WWW2026

EcoTune: Edge-Cloud Collaborative Model Adaptation for Budget-Constrained On-Device SLM Personalization

Gong Chen, Mingkai Lin, Xiaobin Hong, Wenzhong Li, Sanglu Lu

Abstract

The rapid growth of web content has spurred the widespread adoption of on-device AI assistants powered by large language models (LLMs). However, deploying and personalizing these assistants in real-world environments remains challenging due to limited annotation budgets and scarce on-device fine-tuning resources. Existing edge–cloud collaboration frameworks typically rely on costly cloud-based supervision or perform full-layer finetuning, leading to inefficiencies in both computation and adaptation.

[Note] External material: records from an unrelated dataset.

PR #2382, opened 2020-08-06
Tech task: Add `case_sensitive` flag to uniqueness validations

jhanggi:
# Release Notes

Tech task: Tech task: Add `case_sensitive` flag to uniqueness validations.

# Additional Context

Rails 6 throws a deprecation warning if this is not there. 

I left `email` as case-sensitive since there are 4 users in NU where the email is not unique. They're all users who have both a netid and non-netid account (it appears both directions: at least one is currently external and at least one is currently internal).

### DIFF
--- a/app/models/user.rb
+++ b/app/models/user.rb
@@ -28,7 +28,7 @@ class User < ApplicationRecord
 
   validates_presence_of :username, :first_name, :last_name
   validates :email, presence: true, email_format: true
-  validates_uniqueness_of :username, :email
+  validates_uniqueness_of :username, :email, case_sensitive: false
   validates :suspension_note, length: { maximum: 255 }
 
   accepts_nested_attributes_for :account_users, allow_destroy: true
--- a/app/models/user.rb
+++ b/app/models/user.rb
@@ -27,8 +27,10 @@ class User < ApplicationRecord
   has_many :user_preferences, dependent: :destroy
 
   validates_presence_of :username, :first_name, :last_name
-  validates :email, presence: true, email_format: true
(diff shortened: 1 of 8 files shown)


app/models/user.rb
```diff
@@ -27,8 +27,10 @@ class User < ApplicationRecord
   has_many :user_preferences, dependent: :destroy
 
   validates_presence_of :username, :first_name, :last_name
-  validates :email, presence: true, email_format: true
-  validates_uniqueness_of :username, :email
+  # There are existing duplicate emails in NU -- they're all users that have both a netid
+  # account and a non-netid account.
+  validates :email, presence: true, email_format: true, uniqueness: { case_sensitive: true }
+  validates :username, uniqueness: true
```
giladshanan, line 33: Do we need to specify the case sensitivity here?

spec/models/price_group_spec.rb
```diff
@@ -4,25 +4,36 @@
...
   before :each do
-    @facility = FactoryBot.create(:facility)
-    @price_group = FactoryBot.create(:price_group, facility: facility)
+    @facility = facility
+    @price_group = price_group
   end
 
-  it "should create using factory" do
-    expect(@price_group).to be_valid
+  it "is valid using the factory using factory" do
```
giladshanan, line 15:
```suggestion
  it "is valid using the factory" do
```

app/models/user.rb
giladshanan:
```suggestion
  validates :username, uniqueness: { case_sensitive: false }
```

rdunlop (approved):

PR #2384, opened 2020-08-14
[#154227] Properly handle commas in facility names when setting the "from" name in bulk email

jhanggi:
# Release Notes

Fix issue in bulk email when the facility has a comma in the name.

# Additional Context

Dartmouth was having deliveries get blocked because they would see multiple "From" addresses in the email header. This was being caused because of how the comma was being interpreted. With this change, the from header will have quotes where necessary to probably escape everything.

This was from the facility "Electron Microscopy - Irradiation, Pre-clinical Imaging and Microscopy Resource".

```
From: <Electron.Microscopy.-.Irradiation@radar-app01.dartmouth.edu>,
Pre-clinical Imaging and Microscopy Resource
<Cancer.Center.Core.Operations@Dartmouth.edu>
```

### DIFF
--- a/vendor/engines/bulk_email/app/mailers/bulk_email/mailer.rb
+++ b/vendor/engines/bulk_email/app/mailers/bulk_email/mailer.rb
@@ -14,11 +14,9 @@ module BulkEmail
     end
 
     def sender
-      if @facility.try(:single_facility?)
-        "#{@facility.name} <#{default_params[:from]}>"
-      else
-        default_params[:from]
-      end
+      address = Mail::Address.new(default_params[:from])
+      address.display_name = @facility.name if @facility.try(:single_facility?)
+      address
     end
 
   end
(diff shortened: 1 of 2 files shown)


vendor/engines/bulk_email/app/mailers/bulk_email/mailer.rb
```diff
@@ -14,11 +14,9 @@ def send_mail(recipient:, subject:, body:, reply_to: nil, facility:)
     end
 
     def sender
-      if @facility.try(:single_facility?)
-        "#{@facility.name} <#{default_params[:from]}>"
-      else
-        default_params[:from]
-      end
+      address = Mail::Address.new(default_params[:from])
```
giladshanan, line 17: Are there any other places we might want to make use of this?

giladshanan:
Mystery solved 🕵️

vendor/engines/bulk_email/app/mailers/bulk_email/mailer.rb
jhanggi: I may want to look into one of the products DC has where they have two emails separated by a semicolon. I believe it gets used in the `reply_to` of bulk email, but I'm not sure.

I know that `Mail::Address.new` would throw away the second one. I'll put in another ticket to look into that. I'd like to get this fixed since it's preventing people from receiving email.

PR #2385, opened 2020-08-14
Update validation so it works properly with expense_accounts feature disabled

jhanggi:
# Release Notes

Tech task: Update `Product#account` validation so it works properly in tests when the feature is disabled.

# Additional Context

Originally, this validation would never be added at all if the `expense_accounts` feature were disabled (like it is a UConn, and I'm guessing _was_ at UIC). Then, when we turned on the feature in the specs (see `spec/models/product_spec.rb:172`), the validation would not be run because it's not there. Now it will conditionally run based on the setting at runtime rather than compile/load time.

### DIFF
--- a/app/models/product.rb
+++ b/app/models/product.rb
@@ -40,15 +40,13 @@ class Product < ApplicationRecord
             email_format: true,
             allow_blank: true
 
-  if SettingsHelper.feature_on? :expense_accounts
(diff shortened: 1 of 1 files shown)


jhanggi:
Good call. I was a little too trigger happy on the merge, but I'll push a change up for that

PR #2395, opened 2020-08-25
Tech task: Update default PDF paper size to letter

jhanggi:
# Release Notes

Tech task: update default paper size in PDFs to US Letter.

# Additional Context

When we upgraded the Prawn gems in #2377, that changed the default paper size to A4. Fortunately, CI caught some errors in NU because one of the tables wasn't wide enough in the new paper size.

The documentation [suggests putting this configuration into an initializer](https://github.com/cortiz/prawn-rails#default-configuration), but this is the only place we make PDFs, this seems to be a more obvious spot a developer might see to change it if they're working on making a custom statement. (A4 is a very standard paper size outside the US).

### DIFF
--- a/Gemfile
+++ b/Gemfile
@@ -63,10 +63,8 @@ gem "fine_uploader", path: "vendor/engines/fine_uploader"
 gem "fullcalendar", path: "vendor/engines/fullcalendar"
 gem "rubyzip"
 
-## controllers
-gem "prawn"
+## PDF generation
 gem "prawn-rails"
-gem "prawn-table"
 
 ## other
 gem "delayed_job_active_record"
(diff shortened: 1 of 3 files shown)


Gemfile
```diff
@@ -63,10 +63,8 @@ gem "fine_uploader", path: "vendor/engines/fine_uploader"
 gem "fullcalendar", path: "vendor/engines/fullcalendar"
 gem "rubyzip"
 
-## controllers
-gem "prawn"
```
jhanggi, line 67: `prawn-rails` includes these dependencies, so we don't need to explicitly include them ourselves anymore.

PR #2401, opened 2020-09-02
TECH TASK: Update merge_describer script

giladshanan:
PR numbers in the thousands are from nucore-open, in the hundreds and below are from the forks.  At the moment NU has the most PRs, with almost 600, so I think this will last us a while.


jhanggi (commented):
While we're in here, can we update the output format a bit? As opposed to two lines, just put it on one with the link maybe in parens? I think it'll make the output easier to read.

```
* Tech task: Update merge_describer script (#2401)
```

jhanggi (approved):

PR #2413, opened 2020-09-23
[#154551] Use correct app name in mailers

giladshanan:
# Release Notes

Set the app name dynamically so that each school's emails will include the appropriate app name (CORUM, Radar. or NUCore).

### DIFF
--- a/app/mailers/notifier.rb
+++ b/app/mailers/notifier.rb
@@ -57,7 +57,7 @@ class Notifier < ActionMailer::Base
     @order_detail = OrderDetail.includes(:order, :order_status, :product).find(order_detail_id)
     mail(
       to: @order_detail.order.user.email,
-      subject: "[NUcore #{@order_detail.facility.abbreviation}] Order Status Changed To: #{@order_detail.order_status.name}"
+      subject: "[#{text(:app_name)} #{@order_detail.facility.abbreviation}] Order Status Changed To: #{@order_detail.order_status.name}"
     )
   end
 
--- a/app/mailers/notifier.rb
+++ b/app/mailers/notifier.rb
@@ -53,11 +53,12 @@ class Notifier < ActionMailer::Base
     send_nucore_mail args[:user].email, text("views.notifier.statement.subject", facility: @facility)
   end
 
-  def order_detail_status_changed(order_detail_id)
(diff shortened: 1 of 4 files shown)


app/mailers/notifier.rb
```diff
@@ -57,7 +57,7 @@ def order_detail_status_changed(order_detail_id)
     @order_detail = OrderDetail.includes(:order, :order_status, :product).find(order_detail_id)
     mail(
       to: @order_detail.order.user.email,
-      subject: "[NUcore #{@order_detail.facility.abbreviation}] Order Status Changed To: #{@order_detail.order_status.name}"
+      subject: "[#{text(:app_name)} #{@order_detail.facility.abbreviation}] Order Status Changed To: #{@order_detail.order_status.name}"
```
jhanggi, line 60: Would it be worth pulling the whole string out and `text(:subject, facility: @order_detail.facility.abbreviation, status: @order_detail.order_status.name)`?

```
subject: "!app_name! %{facility} Order Status Changed To: %{status}"
```

app/mailers/notifier.rb
```diff
@@ -57,7 +57,7 @@ def order_detail_status_changed(order_detail_id)
     @order_detail = OrderDetail.includes(:order, :order_status, :product).find(order_detail_id)
```
jhanggi, line 57: Would it be worth it while we're here to switch to using the globalid version where we pass in the order detail itself and let activejob handle the lookup?

app/mailers/notifier.rb
```diff
@@ -53,11 +53,12 @@ def statement(args)
     send_nucore_mail args[:user].email, text("views.notifier.statement.subject", facility: @facility)
   end
 
-  def order_detail_status_changed(order_detail_id)
-    @order_detail = OrderDetail.includes(:order, :order_status, :product).find(order_detail_id)
+  def order_detail_status_changed(order_detail)
+    facility = order_detail.facility.abbreviation
```
jhanggi, line 57: I I think we do need the `@order_detail = order_detail` so it gets passed to the view

jhanggi (changes requested):

jhanggi (approved):

PR #2414, opened 2020-09-25
TECH TASK: Use one common email address for staging emails

giladshanan:
This will make it easier to manage forwarded staging emails from the various schools.

### DIFF
--- a/config/settings.yml
+++ b/config/settings.yml
@@ -43,7 +43,8 @@ email:
   from: 'noreply@example.com'
   fake:
     enabled: false
-    to: nucore@tablexi.com
+    to:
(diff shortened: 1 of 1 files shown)


config/settings.yml
```diff
@@ -43,7 +43,7 @@ email:
   from: 'noreply@example.com'
   fake:
     enabled: false
-    to:
+    to: nucore@tablexi.com
```
jhanggi, line 46: I might recommend formatting this as a list. I think that'll make the downstream merge conflicts just _a little_ easier.

```yaml
to:
  - nucore@tablexi.com
```

jhanggi (approved):

PR #2416, opened 2020-09-29
Tech Task: Bump Rails version for security

giladshanan:
Security patch: https://github.com/advisories/GHSA-cfjv-5498-mph5


jhanggi (approved):
Maybe we should look into why we didn't get a dependabot update?

giladshanan:
We got an alert: https://github.com/tablexi/nucore-open/network/alert/Gemfile.lock/actionview/open
I tried to use the "Create Dependabot security update" button there, but it failed.  There's also a bit of warning text on that page that says "Dependabot cannot update to the required version".  I suspect that Dependabot tries to update `action-view` without the rest of rails, and that's why it's failing.

PR #2420, opened 2020-10-02
[#154684] Update bulk email queries

giladshanan:
# Release Notes

*Users on Training Request List*: exclude users who have requested training on inactive products or products that no longer have an access list
*Authorized Users*: exclude users who are authorized on inactive products or products that no longer have an access list
*Customers*: exclude customers who have only purchased products that are now inactive
*Account Owners*: exclude owners whose accounts have only been used to purchase that are now inactive

Also refactors the `RecipientSearcher` queries to make them more consistent and easier to understand.

### DIFF
--- a/app/views/product_users/index.html.haml
+++ b/app/views/product_users/index.html.haml
@@ -19,7 +19,7 @@
 - elsif @product_users.empty?
   %p.notice= text("none")
 - else
-  - if @product.respond_to?(:product_access_groups) && @product.product_access_groups.any?
+  - if @product.has_access_list?
     = form_for @product, url: [current_facility, @product, :update_restrictions], method: :put do |f|
       = render "table", f: f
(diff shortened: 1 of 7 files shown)


app/views/product_users/index.html.haml
```diff
@@ -19,7 +19,7 @@
 - elsif @product_users.empty?
   %p.notice= text("none")
 - else
-  - if @product.respond_to?(:product_access_groups) && @product.product_access_groups.any?
+  - if @product.has_access_list?
```
jhanggi, line 22: I feel like this name is misleading. This isn't checking for an access list (that's `requires_approval?`). it's checking for product access groups (which are related to schedule rules, so only instruments and rooms have them). I like the DRYing here, but maybe we should rename it? `has_product_access_groups?` perhaps?

jhanggi (approved):
I had one thought about an already-existing method name, but otherwise looks good.

PR #2426, opened 2020-10-12
[#154764] Fix issue where quantity was not being updated

jhanggi:
# Release Notes

Fix an issue when ordering on behalf if you update the quantity field, the value of quantity nor note and reference id are not persisted.

# Additional Context

To replicate:
* Add an item with a note to the cart
* Fill in the note and reference id fields
* Change the quantity field
* Click "Purchase"
* You will see the "Quantities have change. Please review" message, but the note, quantity, and reference fields all revert to their previous values.
* Clicking Update does the same thing

It always reverted to it's previous vlue:
Put in 3, click update -> reverts to 1
Put in 4, click update -> field shows 3

## Tech notes

While I had no problem replicating this in the browser, I struggled to get a failing spec. I'm not sure what the difference in behavior is. I left in the specs, but they were still passing before the other changes. I eventually gave up.

Ultimately, the issue is the order details getting updated are not the same objects as those that were getting displayed. So when you submitted the form, the it would read the database values into one set of objects, update another, and then update the first set of objected.

Both of the changes: the `inverse_of` and the `select` fixed the issue on its own, but it felt like both were reasonable things to put in.

### DIFF
--- a/app/controllers/orders_controller.rb
+++ b/app/controllers/orders_controller.rb
@@ -239,11 +239,12 @@ class OrdersController < ApplicationController
       @order.assign_attributes(order_params)
 
       if OrderDetailUpdater.new(@order, order_update_params).update
-        # Must show instead of render to maintain "more options" state when
+        # Must render instead of redirect to maintain "more options" state when
         # ordering on behalf of
+        flash.now[:notice] = "Cart has been updated"
       else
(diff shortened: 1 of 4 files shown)


giladshanan (approved):
Strange that the spec isn't catching this.  LGTM.

PR #2572, opened 2021-04-14
[#155473] Increase password complexity requirements

KaraAJC:
# Release Notes

This PR implements `devise-security` gem which increases the password length to minimum 10 characters and complexity rules, which require one uppercase and lowercase letter, one digit, and one symbol.

This change will apply to new or updated email-based users. Existing users will not be affected until they update their password. 

This PR also refactors the `User` factory to reflect netid users by default.


app/models/user.rb
```diff
@@ -89,7 +97,7 @@ def update_password(params)
     end
 
     errors.add(:password, :empty) if params[:password].blank?
-    errors.add(:password, :password_too_short) if params[:password] && params[:password].strip.length < 6
+    errors.add(:password, :password_too_short) if params[:password] && params[:password].strip.length < 11
```
rdunlop, line 100: this is confusing. if the length is 10...isn't that a long-enough password? (based on `config.password_length = 10..255`, it implies that 10 is a valid length)

rdunlop (changes requested):
I see in the readme: "If you seeded the demo data, you can log in with admin@example.com/password".

Is this also going to be affected by these changes?

Gemfile
```diff
@@ -24,6 +24,7 @@ gem "mysql2"
 gem "cancancan"
 gem "devise"
 gem "devise-encryptable"
+gem 'devise-security'
```
giladshanan, line 27:
```suggestion
gem "devise-security"
```

app/models/user.rb
giladshanan: The minimum password length should be 10
```suggestion
    errors.add(:password, :password_too_short) if params[:password] && params[:password].strip.length < 10
```

giladshanan:
@KaraAJC just a few small requests.  There's also a merge conflict and the readme should get updated from "password" to whatever we're setting the demo_seed.

spec/models/user_spec.rb
```diff
@@ -77,15 +77,12 @@
     end
   end
 
-  it { is_expected.to be_authenticated_locally }
+  it { is_expected.not_to be_authenticated_locally }
 
-  it "can not be locally authenticated" do
-    user.encrypted_password = nil
+  it "can be locally authenticated as an email user" do
```
giladshanan, line 82:
```suggestion
  it "can be locally authenticated as a netid user (email_user? => false)" do
```

app/models/user.rb
```diff
@@ -53,6 +53,14 @@ class User < ApplicationRecord
   scope :with_recent_orders, ->(facility) { distinct.joins(:order_details).merge(OrderDetail.recent.for_facility(facility)) }
   scope :sort_last_first, -> { order(Arel.sql("LOWER(users.last_name), LOWER(users.first_name)")) }
 
+  # Password validations are required only for external users. This method overrides default logic in Devise-Security Gem.
```
giladshanan, line 56:
```suggestion
  # Password validations are required only for email users. This method overrides default logic in the devise-security gem.
  # See https://github.com/devise-security/devise-security/blob/master/lib/devise-security/models/secure_validatable.rb#L54
```

giladshanan (approved):

PR #2574, opened 2021-04-21
Prevent invalid query parameters from causing exceptions

rdunlop:
# Release Notes

Introduce rack-utf8_sanitizer in order to prevent malicious/invalid query parameters.

This should prevent our exception-monitoring from having many results if/when an outside system scans.


giladshanan (changes requested):
One small change

giladshanan (approved):
👍🏼

PR #2575, opened 2021-04-22
[#155203] Allow resending statement emails

giladshanan:
# Release Notes

Adds a "Resend" link to each statement in the Statement History tab.

# Screenshot

Screen Shot 2021-04-22 at 6 06 20 PM

### DIFF
--- a/app/controllers/facility_statements_controller.rb
+++ b/app/controllers/facility_statements_controller.rb
@@ -72,7 +72,7 @@ class FacilityStatementsController < ApplicationController
     redirect_to action: :new
   end
 
-  # GET /facilities/:facility_id/statements/:id/resend_emails
+  # POST /facilities/:facility_id/statements/:id/resend_emails
   def resend_emails
     if SettingsHelper.feature_on?(:send_statement_emails)
       statement = Statement.find(params[:id])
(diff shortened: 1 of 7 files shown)


app/controllers/facility_statements_controller.rb
```diff
@@ -72,6 +72,16 @@ def create
     redirect_to action: :new
   end
 
+  # GET /facilities/:facility_id/statements/:id/resend_emails
```
rdunlop, line 75: I don't think that this should be a "GET" action, because it has side-effects (sending an e-mail)

app/views/shared/_statements_table.html.haml
```diff
@@ -22,6 +22,9 @@
             %br
             - path = current_facility ? statement_path(s) : account_statement_path(s.account, s, format: :pdf)
             = link_to t("statements.pdf.download"), path
+            - if SettingsHelper.feature_on?(:send_statement_emails) && current_facility
+              %br
+              = link_to(t("statements.resend"), resend_emails_facility_statement_path(current_facility, s))
```
rdunlop, line 27: Can we make this a `put` or ` post` (because this link has a side-effect).

rdunlop (changes requested):

app/views/shared/_statements_table.html.haml
giladshanan: @rdunlop I couldn't find any useful guidance for an action like this that sends an email.  We're not altering records, which is why I went with `get`.  Do you prefer `put` or `post` here?

rdunlop (approved):

PR #2577, opened 2021-04-25
[#155473] Fix password complexity logic

giladshanan:
# Release Notes

When merging #2572 into NU I discovered a failing spec that revealed password complexity validations were being run when updating user info for external (email-based) users.  Failing NU PR: https://github.com/tablexi/nucore-nu/pull/632

I also added a hint clarifying the new complexity requirements.

# Screenshot

Screen Shot 2021-04-25 at 4 37 34 PM
Screen Shot 2021-04-25 at 4 38 01 PM


app/models/user.rb
```diff
@@ -53,13 +53,22 @@ class User < ApplicationRecord
   scope :with_recent_orders, ->(facility) { distinct.joins(:order_details).merge(OrderDetail.recent.for_facility(facility)) }
   scope :sort_last_first, -> { order(Arel.sql("LOWER(users.last_name), LOWER(users.first_name)")) }
 
-  # Password validations are required only for email users. This method overrides default logic in the devise-security gem.
+  # This method is only used by devise-security to determine
+  # whether or not password validations should run.
+  # A better name would be passowrd_validations_required?
```
rdunlop, line 58:
```suggestion
  # A better name would be password_validations_required?
```

app/models/user.rb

To address these limitations, we propose EcoTune, a budget-constrained framework for efficient edge–cloud collaborative adaptation. EcoTune jointly optimizes representative data selection for cloud annotation and selective on-device model adaptation within a unified closed-loop process. Specifically, it employs a multi-armed bandit–based strategy to identify highvalue user interactions for cloud supervision and a layer importance–driven adaptation mechanism to update only critical components of the small language model (SLM). This coordinated optimization enables dynamic, resource-efficient personalization under stringent annotation and tuning budgets. Experiments on real-world testbeds demonstrate that EcoTune achieves up to 20%-60% reduction in annotation costs and significantly lowers fine-tuning memory consumption compared to state-of-the-art baselines, providing a practical and scalable solution for personalized on-device LLMs.